INSTRUCTIONS FOR THE TASK: Lines below that hold the word "actually" must be copied in full.

+-------+

PR #3484, opened 2023-09-29
Add docs on Jira iupdate after stage deploy

Vinnl:


docs/release_process.md
```diff
@@ -133,6 +133,12 @@ After you push the tag to GitHub, you should also
 5. Check the pre-release box.
 6. Click "Publish release"
 
+### Update Jira
+
+On [our Jira board](https://mozilla-hub.atlassian.net/jira/software/c/projects/MNTOR/boards/447), take a look at the tickets listed under "Merged tot main". If those were included in the release you just created, drag those tickets to the "Done" column, in the "Merged" section (sections will appear as you start dragging). This will notify QA that they can verify the behaviour on stage.
```
rhelmer, line 138: If you don't like dragging or are on a small screen etc. you can also just change the status using the pulldown menu. But up to you how you want to document, thanks for writing it up!

rhelmer (approved):

docs/release_process.md
Vinnl: Haha yes, the thing with that is that the statuses in the drop-down don't match with the columns on the board (and the names don't reflect what actually happened), so I wanted to avoid introducing more confusion. Also, I believe Betty is looking into that issue, so then the docs might get outdated soon too.

PR #3485, opened 2023-09-29
Make scan resolution skip link work

Vinnl:
This also involved merging the scan steps into a single one, since we don't want the "Skip" button on the scan step to skip to the scan results step.

I also fixed some numbers that were hardcoded to 0, and the link to the credit card breach resolution.

# References: 
Jira: MNTOR-2116
Figma: N/A

# Description

This makes the "Skip for now" link on the manual broker resolution page work.

# How to test

Visit http://localhost:6060/redesign/user/dashboard/fix/data-broker-profiles/manual-remove, then click "Skip for now".

### DIFF
--- a/src/app/(proper_react)/redesign/(authenticated)/user/dashboard/fix/FixView.tsx
+++ b/src/app/(proper_react)/redesign/(authenticated)/user/dashboard/fix/FixView.tsx
@@ -20,6 +20,7 @@ import stepSecurityRecommendationsIcon from "./images/step-counter-security-reco
 import { usePathname } from "next/navigation";
 import { GuidedExperienceBreaches } from "../../../../../../functions/server/getUserBreaches";
 import { useL10n } from "../../../../../../hooks/l10n";
+import { stepLinks } from "../../../../../../functions/server/getRelevantGuidedSteps";
 
 export type FixViewProps = {
   children: ReactNode;
@@ -96,6 +97,15 @@ export const FixView = (props: FixViewProps) => {
     );
   };
 
+  const currentStepIndex = stepLinks.findIndex((stepLink) =>
+    stepLink.href.startsWith(pathname)
+  );
+  const prevStepHref =
+    currentStepIndex <= 0
+      ? "/redesign/user/dashboard"
+      : stepLinks[currentStepIndex - 1].href;
+  const nextStepHref = stepLinks[currentStepIndex + 1].href;
+
   return (
     <div className={styles.fixContainer}>
       <div
@@ -111,7 +121,7 @@ export const FixView = (props: FixViewProps) => {
         <section className={styles.fixSection}>
           <Link
             className={`${styles.navArrow} ${styles.navArrowBack}`}
-            href="/redesign/user/dashboard"
+            href={prevStepHref}
             aria-label={l10n.getString("guided-resolution-flow-back-arrow")}
           >
             <Image alt="" src={ImageArrowLeft} />
@@ -119,7 +129,7 @@ export const FixView = (props: FixViewProps) => {
           <div className={styles.viewWrapper}>{props.children}</div>
           <Link
             className={`${styles.navArrow} ${styles.navArrowNext}`}
-            href="/redesign/user/dashboard"
+            href={nextStepHref}
             aria-label={l10n.getString("guided-resolution-flow-next-arrow")}
           >
             <Image alt="" src={ImageArrowRight} />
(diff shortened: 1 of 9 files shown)


src/app/(proper_react)/redesign/(authenticated)/user/dashboard/fix/FixView.tsx
```diff
@@ -96,6 +97,15 @@ export const FixView = (props: FixViewProps) => {
     );
   };
 
+  const currentStepIndex = stepLinks.findIndex((stepLink) =>
```
Vinnl, line 100: I figured I'd just let the previous and next arrows link to the previous and next step in the flow, but that doesn't quite work well, because I can't determine the current step based on the URL (the Scan step has multiple URLs, for example, depending on if the scan already ran).

Thus, I think I'll do a followup PR where I'll remove this component from the layout, and move it into every individual step, and just make the next step use the same `getRelevantGuidedSteps` function.

Vinnl: Yeah at least those, but I'm also weary of potential other pages where this is the case - either current ones, that I'm not aware of, or future ones. e.g. the celebration steps that we're eventually/already adding? Hence the followup PR to re-use the step determination logic.

src/app/(proper_react)/redesign/(authenticated)/user/dashboard/fix/data-broker-profiles/start-free-scan/page.tsx
```diff
@@ -2,16 +2,44 @@
...
 import { Button } from "../../../../../../../../components/server/Button";
+import { getLatestOnerepScanResults } from "../../../../../../../../../db/tables/onerep_scans";
+import { redirect } from "next/navigation";
+import { getServerSession } from "next-auth";
+import { authOptions } from "../../../../../../../../api/utils/auth";
+import { getOnerepProfileId } from "../../../../../../../../../db/tables/subscribers";
+import { getCountryCode } from "../../../../../../../../functions/server/getCountryCode";
+import { getL10n } from "../../../../../../../../functions/server/l10n";
+
+export default async function StartFreeScan() {
```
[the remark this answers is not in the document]
Vinnl: Which logic do you mean? I think Florian's PR has extracted a lot of the DashboardTopBanner logic into a separate function, but I think it needs to deal with way more permutations, and also do different things in response to them than I think we're doing here - but I must also admit that I don't have the full picture, so I might just need more clarification.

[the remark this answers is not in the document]
flozia: @codemist I don’t think the logic here is related to the dashboard top banner states. As far as I can tell these conditions here only prevent non-US and unauthenticated users from visiting this view.

src/app/functions/server/getRelevantGuidedSteps.ts
```diff
@@ -187,22 +179,20 @@ function isEligibleFor(data: InputData, stepId: StepLink["id"]): boolean {
...
-        return scanResult.status === "new" && !scanResult.manually_resolved;
-      }) &&
-      data.latestScanData?.scan?.onerep_scan_status === "finished"
-    );
+  if (stepId === "Scan") {
+    const hasRunScan =
+      typeof data.latestScanData?.scan === "object" &&
+      data.latestScanData?.scan !== null;
+    const hasResolvedAllScanResults =
+      data.latestScanData?.scan?.onerep_scan_status === "finished" &&
```
flozia, line 187: I think we also landed on counting scan results that have a status of `in_progress` as “resolved”. I guess that will only be relevant for automatic removal, though.

flozia (approved):
Looking good!

src/app/functions/server/getRelevantGuidedSteps.ts
Vinnl: Yeah I think you're right; once your permutations work lands we can add proper tests that actually verify the right links show up in the right situations (which you already mentioned in your test PR), which should've caught this. Nice :eagle: :eye: ! Fixed in 6f5ee8ba2.

Vinnl: Unit test is failing, but that is because the "scan in progress" notice only gets shown if the current step is `"Scan"`, which it no longer is with this change. I believe the PR you just merged changes that, so after a rebase and fixing the conflicts, it should succeed again.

+-------+

COMPLETED EXERCISE:
Vinnl: Haha yes, the thing with that is that the statuses in the drop-down don't match with the columns on the board (and the names don't reflect what actually happened), so I wanted to avoid introducing more confusion. Also, I believe Betty is looking into that issue, so then the docs might get outdated soon too.
Vinnl: Yeah I think you're right; once your permutations work lands we can add proper tests that actually verify the right links show up in the right situations (which you already mentioned in your test PR), which should've caught this. Nice :eagle: :eye: ! Fixed in 6f5ee8ba2.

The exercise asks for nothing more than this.